> _Instructions for the task_: Examine each line of the data, and copy the ones containing "failed".

> _Working data_:
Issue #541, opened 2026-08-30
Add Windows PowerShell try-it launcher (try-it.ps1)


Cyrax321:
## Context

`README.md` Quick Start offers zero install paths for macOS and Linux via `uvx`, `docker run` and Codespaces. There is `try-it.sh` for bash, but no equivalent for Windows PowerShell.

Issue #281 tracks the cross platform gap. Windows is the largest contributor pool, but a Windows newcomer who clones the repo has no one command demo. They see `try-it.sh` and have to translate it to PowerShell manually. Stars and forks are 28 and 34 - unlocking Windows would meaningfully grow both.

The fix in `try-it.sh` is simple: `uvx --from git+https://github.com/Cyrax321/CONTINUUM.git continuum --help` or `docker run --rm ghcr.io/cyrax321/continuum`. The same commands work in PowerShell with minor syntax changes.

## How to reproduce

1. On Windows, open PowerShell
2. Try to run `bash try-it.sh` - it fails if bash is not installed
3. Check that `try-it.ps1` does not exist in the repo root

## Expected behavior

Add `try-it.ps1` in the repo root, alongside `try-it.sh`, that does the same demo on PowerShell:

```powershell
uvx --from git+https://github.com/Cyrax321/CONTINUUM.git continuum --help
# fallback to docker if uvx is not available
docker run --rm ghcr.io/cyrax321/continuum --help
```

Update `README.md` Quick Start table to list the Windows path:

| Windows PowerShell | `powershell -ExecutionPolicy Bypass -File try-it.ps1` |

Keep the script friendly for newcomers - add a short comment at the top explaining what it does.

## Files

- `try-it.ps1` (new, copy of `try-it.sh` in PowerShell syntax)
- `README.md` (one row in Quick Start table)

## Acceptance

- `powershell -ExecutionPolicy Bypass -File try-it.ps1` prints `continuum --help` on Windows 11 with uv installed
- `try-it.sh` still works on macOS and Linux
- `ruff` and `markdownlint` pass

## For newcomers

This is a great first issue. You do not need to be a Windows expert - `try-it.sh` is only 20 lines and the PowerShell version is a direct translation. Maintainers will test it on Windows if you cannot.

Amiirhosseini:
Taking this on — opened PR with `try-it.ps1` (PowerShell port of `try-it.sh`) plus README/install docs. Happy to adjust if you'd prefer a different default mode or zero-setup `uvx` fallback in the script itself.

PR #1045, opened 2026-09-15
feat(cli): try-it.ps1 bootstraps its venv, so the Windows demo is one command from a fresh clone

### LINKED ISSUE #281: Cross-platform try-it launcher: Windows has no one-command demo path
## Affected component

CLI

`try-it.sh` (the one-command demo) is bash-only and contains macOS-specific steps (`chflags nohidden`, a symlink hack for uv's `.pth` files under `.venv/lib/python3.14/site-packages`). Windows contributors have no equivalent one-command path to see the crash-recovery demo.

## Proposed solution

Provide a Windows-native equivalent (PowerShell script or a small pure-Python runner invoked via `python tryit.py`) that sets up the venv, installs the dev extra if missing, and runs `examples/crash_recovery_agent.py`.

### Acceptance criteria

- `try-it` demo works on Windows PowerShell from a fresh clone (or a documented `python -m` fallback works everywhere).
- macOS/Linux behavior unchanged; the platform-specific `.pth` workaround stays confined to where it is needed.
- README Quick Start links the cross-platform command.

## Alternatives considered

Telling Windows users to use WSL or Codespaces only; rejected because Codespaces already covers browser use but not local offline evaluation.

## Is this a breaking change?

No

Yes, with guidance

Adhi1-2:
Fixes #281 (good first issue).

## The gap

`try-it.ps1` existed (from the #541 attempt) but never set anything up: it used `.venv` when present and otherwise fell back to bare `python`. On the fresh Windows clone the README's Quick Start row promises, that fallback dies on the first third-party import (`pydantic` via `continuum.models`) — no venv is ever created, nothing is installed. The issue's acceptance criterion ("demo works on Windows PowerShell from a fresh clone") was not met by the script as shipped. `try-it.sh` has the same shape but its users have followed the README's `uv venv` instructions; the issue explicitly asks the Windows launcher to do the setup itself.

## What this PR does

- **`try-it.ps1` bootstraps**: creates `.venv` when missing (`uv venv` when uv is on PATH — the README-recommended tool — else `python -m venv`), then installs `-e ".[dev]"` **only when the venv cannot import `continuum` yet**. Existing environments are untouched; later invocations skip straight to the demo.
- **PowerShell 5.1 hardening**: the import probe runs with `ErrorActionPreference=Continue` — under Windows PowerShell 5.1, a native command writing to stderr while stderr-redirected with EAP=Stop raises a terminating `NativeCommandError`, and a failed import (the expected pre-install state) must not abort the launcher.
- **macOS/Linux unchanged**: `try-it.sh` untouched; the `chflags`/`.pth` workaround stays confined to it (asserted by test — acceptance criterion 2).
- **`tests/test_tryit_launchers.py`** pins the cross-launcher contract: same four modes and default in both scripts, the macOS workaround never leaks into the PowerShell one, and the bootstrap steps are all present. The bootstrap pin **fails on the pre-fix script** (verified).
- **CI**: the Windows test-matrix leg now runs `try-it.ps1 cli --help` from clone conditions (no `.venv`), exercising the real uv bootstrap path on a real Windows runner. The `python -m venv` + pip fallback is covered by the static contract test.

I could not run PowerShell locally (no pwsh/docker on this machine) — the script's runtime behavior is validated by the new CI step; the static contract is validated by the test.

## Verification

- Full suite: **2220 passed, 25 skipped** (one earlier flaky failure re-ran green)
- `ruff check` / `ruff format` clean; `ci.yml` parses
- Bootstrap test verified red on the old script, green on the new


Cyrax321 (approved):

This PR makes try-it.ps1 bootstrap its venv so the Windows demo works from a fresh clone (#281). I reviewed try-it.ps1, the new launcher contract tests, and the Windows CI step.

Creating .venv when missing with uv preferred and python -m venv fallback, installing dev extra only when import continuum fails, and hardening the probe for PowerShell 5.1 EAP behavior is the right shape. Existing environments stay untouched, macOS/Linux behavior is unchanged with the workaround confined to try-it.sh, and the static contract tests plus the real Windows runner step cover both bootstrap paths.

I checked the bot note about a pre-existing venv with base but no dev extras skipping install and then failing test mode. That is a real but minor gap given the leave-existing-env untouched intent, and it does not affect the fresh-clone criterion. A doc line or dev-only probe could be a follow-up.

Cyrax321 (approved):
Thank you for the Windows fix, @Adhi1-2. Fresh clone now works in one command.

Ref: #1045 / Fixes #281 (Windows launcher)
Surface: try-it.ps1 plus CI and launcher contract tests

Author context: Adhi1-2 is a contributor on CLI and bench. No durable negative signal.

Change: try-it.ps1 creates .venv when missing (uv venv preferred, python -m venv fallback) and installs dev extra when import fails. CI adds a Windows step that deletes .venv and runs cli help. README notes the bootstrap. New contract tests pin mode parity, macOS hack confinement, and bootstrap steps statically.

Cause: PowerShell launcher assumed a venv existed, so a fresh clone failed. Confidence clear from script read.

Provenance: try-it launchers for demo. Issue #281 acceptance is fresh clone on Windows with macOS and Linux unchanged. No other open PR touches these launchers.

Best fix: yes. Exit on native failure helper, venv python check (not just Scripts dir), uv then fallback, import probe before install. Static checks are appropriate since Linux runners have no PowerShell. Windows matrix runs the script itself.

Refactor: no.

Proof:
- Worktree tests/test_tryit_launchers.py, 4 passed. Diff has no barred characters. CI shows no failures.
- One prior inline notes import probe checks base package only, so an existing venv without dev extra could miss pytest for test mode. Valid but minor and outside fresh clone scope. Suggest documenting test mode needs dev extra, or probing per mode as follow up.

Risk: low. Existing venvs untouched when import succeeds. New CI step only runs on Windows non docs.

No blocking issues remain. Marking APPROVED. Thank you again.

> _Problem solution_:
- **PowerShell 5.1 hardening**: the import probe runs with `ErrorActionPreference=Continue` — under Windows PowerShell 5.1, a native command writing to stderr while stderr-redirected with EAP=Stop raises a terminating `NativeCommandError`, and a failed import (the expected pre-install state) must not abort the launcher.
Cause: PowerShell launcher assumed a venv existed, so a fresh clone failed. Confidence clear from script read.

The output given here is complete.